Congratulations mate!!! Keep up the good work!


----------



## WereBo (Apr 5, 2008)

Congratulations dm01, well done :4-clap: :4-clap: :4-clap:


----------



## Old Rich (May 31, 2007)

Well done dm01!!!


----------



## Glaswegian (Sep 16, 2005)

Congrats and well done!!


----------



## JohnthePilot (Mar 30, 2006)

Congratulations.


----------



## Indoril Nerevar (Jan 7, 2006)

Congrats, dm01! Great work!


----------



## Basementgeek (Feb 7, 2005)

Congrats on all the hard work.

BG


----------



## dm01 (Oct 10, 2006)

Thank you, everyone.

Isn't it great how everybody who looks in on this section from time to time knows before me? I haven't been around since a while, mostly because of school taking up too much time. Just found out today when the little box came up telling me that I had a new message. I looked inside, dreading that I'd pissed off someone up high (happens once in a while). Instead what I got was the first step to being up high, something that I was not expecting at all.

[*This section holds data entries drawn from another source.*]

PR #2090, opened 2026-03-12
Security: Force-stop user's sessions when changing password

rogersteblerbsi:
Force-stop other active sessions when a user updates their password to prevent potential hijacked sessions from persisting.

The current session gets terminated as well, but it allows the user to save unsaved work before logout.

299509


org.eclipse.scout.rt.nls/src/main/resources/org/eclipse/scout/rt/nls/texts/ScoutTexts.properties
```diff
@@ -43,6 +43,7 @@ CancelButton=Cancel
 CancelShutdownAndReturnToTheApplication=Cancel logout and return to the application.
 CannotCreateBookmarkAtThisLocation=Favorite cannot be created at this location.
 ChangePassword=Change password
+ChangePasswordLogoutInfo=After changing your password, you will be logged out automatically.
```
rogersteblerbsi, line 46: TODO: Check texts and request translations

matthiaso (approved):

PR #2091, opened 2026-03-13
Remove deprecated code

cguglielmo:
427035


eclipse-scout-core/src/login/LoginBox.less
```diff
@@ -24,31 +24,6 @@
   & > .message-box {
     margin: 0 20px 12px 20px;
   }
-
-  & > input.alternative:-webkit-autofill {
```
cguglielmo, line 28: is this not necessary anymore?

eclipse-scout-core/src/style/animations.less
```diff
@@ -10,51 +10,30 @@
 #scout {
   /* args = keyframeName, timingFunction, iterationCount */
   .animation(@args) {
```
cguglielmo: I would say we delete these mixins because they are now obsolete.

eclipse-scout-core/src/style/mixins.less
```diff
@@ -109,16 +108,11 @@
 
   // noinspection CssUnknownProperty
   .transform(@args) {
```
cguglielmo: Same as for animations: delete the obsolete mixins

PR #2092, opened 2026-03-13
Reduce number of FutureCancelledError creations in BasicTransaction

rogersteblerbsi:
Initialize error object once and reuse it to improve performance

314695

### DIFF
--- a/org.eclipse.scout.rt.platform/src/main/java/org/eclipse/scout/rt/platform/transaction/BasicTransaction.java
+++ b/org.eclipse.scout.rt.platform/src/main/java/org/eclipse/scout/rt/platform/transaction/BasicTransaction.java
@@ -25,6 +25,12 @@ import org.slf4j.LoggerFactory;
 @SuppressWarnings("squid:S1181")
 public class BasicTransaction implements ITransaction {
   private static final Logger LOG = LoggerFactory.getLogger(BasicTransaction.class);
+  private static final FutureCancelledError FUTURE_CANCELLED_ERROR;
+
+  static {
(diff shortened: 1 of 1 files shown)


org.eclipse.scout.rt.platform/src/main/java/org/eclipse/scout/rt/platform/transaction/BasicTransaction.java
```diff
@@ -25,6 +25,7 @@
 @SuppressWarnings("squid:S1181")
 public class BasicTransaction implements ITransaction {
   private static final Logger LOG = LoggerFactory.getLogger(BasicTransaction.class);
+  private static final FutureCancelledError FUTURE_CANCELLED_ERROR = new FutureCancelledError("Transaction cancelled");
```
matthiaso: Not sure if it is a good idea to throw an static error instance, see also: https://stackoverflow.com/questions/14489655/throwing-always-the-same-exception-instance-in-java

matthiaso (changes requested):

org.eclipse.scout.rt.platform/src/main/java/org/eclipse/scout/rt/platform/transaction/BasicTransaction.java
rogersteblerbsi: As discussed, the stack trace is probably not relevant for the `FutureCancelledError`. Additionally working with the stack trace from the static construction of the error does not make much sense. So we remove it completely.

matthiaso (approved):

PR #2093, opened 2026-03-13
Page: improve pagesForTableRows

fschinkel:
Page.pagesForTableRows is used e.g. when the OutlineMediator updates the order of child pages after a rowOrderChanged-event. If a page occurs multiple times in the list of pages for rows the order update of the child pages will fail. This may happen if there are multiple rows, linked to the same page (e.g. because the primary key is not unique among all rows and the child pages were created by the JsPageHelper). Therefore, the method Page.pagesForTableRows needs to remove all duplicate pages from its returned list.


bschwarzent (approved):
LGTM

PR #2102, opened 2026-03-17
Table: improve tile mode

fschinkel:
Table: improve tile mode

There may not always be a tile for a row. Therefore, implement Table.createTiles more lenient in order to avoid null pointer exceptions. In addition, the TableTileGridMediator ensures that null values are removed from its list of tiles.
The list of tiles of the TableTileGridMediator needs to be unique as the tiles will be rendered one after another. If there are duplicates in the list of tiles an 'Already rendered'-error will be thrown if the second occurrence is rendered. Therefore, the TableTileGridMediator removes all duplicates from its list of tiles.

379008

---

Align sort lookup call for table in tile mode

The Scout JS implementation of the sort lookup call for tables in tile mode uses lookup row icons to indicate whether a selected entry sorts ascending or descending while the Scout Classic implementation has added these icons to its text. Align these two implementations and use the style from Scout JS as it looks cleaner.

379008

### DIFF
--- a/eclipse-scout-core/src/table/TableTileGridMediator.ts
+++ b/eclipse-scout-core/src/table/TableTileGridMediator.ts
@@ -190,6 +190,7 @@ export class TableTileGridMediator extends Widget implements TableTileGridMediat
   }
 
   setTiles(tiles: ObjectOrChildModel<Tile>[]) {
+    tiles = [...new Set(tiles)].filter(Boolean); // remove duplicates and nulls
     this.setProperty('tiles', tiles);
   }
 
@@ -435,7 +436,7 @@ export class TableTileGridMediator extends Widget implements TableTileGridMediat
     this.table.loadingSupport.renderLoading(true);
   }
 
-  override destroy() {
+  protected override _destroy() {
     // destroy tiles manually since owner is the mediator thus the tileGrid can't destroy them
     this.tiles.forEach(tile => tile.destroy());
     this.tileAccordion.destroy();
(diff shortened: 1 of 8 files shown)


eclipse-scout-core/src/table/TableTileGridMediator.ts
```diff
@@ -190,6 +190,8 @@ export class TableTileGridMediator extends Widget implements TableTileGridMediat
   }
 
   setTiles(tiles: ObjectOrChildModel<Tile>[]) {
+    tiles = arrays.ensure(tiles)
+      .filter((value, index, array) => value && array.indexOf(value) === index); // remove duplicates
```
cguglielmo: This is O(n^2), using a Set should be faster: [...new Set(tiles)]

eclipse-scout-core/src/table/TableTileGridMediator.ts
```diff
@@ -528,7 +530,8 @@ export class TableTileGridMediator extends Widget implements TableTileGridMediat
     if (!this.table.tileMode || $.isEmptyObject(this.tilesMap)) {
       return;
     }
-    this.tiles = this.table.rows.map(row => this.tilesMap[row.id]);
+    this.tiles = this.table.rows.map(row => this.tilesMap[row.id])
```
cguglielmo: See above

cguglielmo (commented):
There is a typo in the commit message:

ensures that null values _**are**_ removed from its list of tiles.

cguglielmo (approved):

PR #2089, opened 2026-03-12
HttpProxy fix when using session-specific cookies

paolobazzi:
HttpProxy.SpecificSessionCookieStore must use
ClientRunContext.withSession() to correctly setup a contex with the client session.

454436

PR #2103, opened 2026-03-18
HttpProxy fix when using session-specific cookies

paolobazzi:
HttpProxy.SpecificSessionCookieStore must use
ClientRunContext.withSession() to correctly setup a contex with the client session.

454436


paolobazzi:
Review see https://github.com/eclipse-scout/scout.rt/pull/2089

As long as everyone gets the memo it all works out


----------



## SABL (Jul 4, 2008)

I have seen dm01 around since I have been here at TSF and I'm glad to see he has been rewarded. WTG!!


----------



## Done_Fishin (Oct 10, 2006)

Congratulations .. welcome to the ranks


----------



## carsey (Aug 19, 2006)

Congatulations


----------



## v-six (Sep 12, 2004)

me hears good things.


----------